▸ Task
Search the records for the string "internal", then copy each line that has it.

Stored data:
####################

PR #6480, opened 2024-07-26
Runtime placeholders for selected TLS and HTTP matchers

vnxme:
This PR follows https://github.com/mholt/caddy-l4/pull/224 and deals with the following mainline matchers only:
- caddytls.MatchLocalIP
- caddytls.MatchRemoteIP
- caddytls.MatchServerName
- caddyhttp.MatchClientIP
- caddyhttp.MatchRemoteIP

These changes allow to use runtime placeholders with TLS and HTTP IP matchers, e.g. `remote_ip {env.VAR}`. Such placeholders, if present, are evaluated **once at provision** due to the existing optimisations.

In addition, this PR adds runtime placeholders support for TLS SNI matcher, e.g. `sni {env.VAR}`. Contrary to the above, such placeholders are evaluated **each time at match**.

### DIFF
--- a/modules/caddytls/matchers.go
+++ b/modules/caddytls/matchers.go
@@ -107,16 +107,19 @@ func (MatchRemoteIP) CaddyModule() caddy.ModuleInfo {
 
 // Provision parses m's IP ranges, either from IP or CIDR expressions.
 func (m *MatchRemoteIP) Provision(ctx caddy.Context) error {
+	repl := caddy.NewReplacer()
 	m.logger = ctx.Logger()
 	for _, str := range m.Ranges {
-		cidrs, err := m.parseIPRange(str)
+		rs := repl.ReplaceAll(str, "")
+		cidrs, err := m.parseIPRange(rs)
 		if err != nil {
 			return err
 		}
 		m.cidrs = append(m.cidrs, cidrs...)
 	}
 	for _, str := range m.NotRanges {
-		cidrs, err := m.parseIPRange(str)
+		rs := repl.ReplaceAll(str, "")
+		cidrs, err := m.parseIPRange(rs)
 		if err != nil {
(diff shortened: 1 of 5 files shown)


modules/caddytls/matchers.go
```diff
@@ -330,3 +339,17 @@ var (
 	_ caddyfile.Unmarshaler = (*MatchRemoteIP)(nil)
 	_ caddyfile.Unmarshaler = (*MatchServerName)(nil)
 )
+
+// PrivateRangesCIDR returns a list of private CIDR range
+// strings, which can be used as a configuration shortcut.
+// Copied from caddyhttp/ip_range.go due to an import cycle.
+func PrivateRangesCIDR() []string {
```
mohammed90, line 346: You can probably unexport this func

mohammed90 (commented):
I think the `caddy.Context` available in `Provision` contains a replacer already, and it may have some values set already. Try using the existing replacer.

vnxme:
> I think the `caddy.Context` available in `Provision` contains a replacer already, and it may have some values set already. Try using the existing replacer.

So did I think, but I checked the context, and it's basically empty at provision. I use the existing replacer at match.

modules/caddytls/matchers.go
vnxme: As stated in the comment, I copied this function from caddyhttp, where it's exported. Do you think there is a better place in the mainline code to move this function to, so that caddyhttp, caddytls and layer4 module could call it consistently?

mohammed90: You can move it under `internal`

mholt (approved):
This LGTM. Nice idea to move the PrivateRangesCIDR function into an internal package.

####################

▸ Response
mohammed90: You can move it under `internal`
This LGTM. Nice idea to move the PrivateRangesCIDR function into an internal package.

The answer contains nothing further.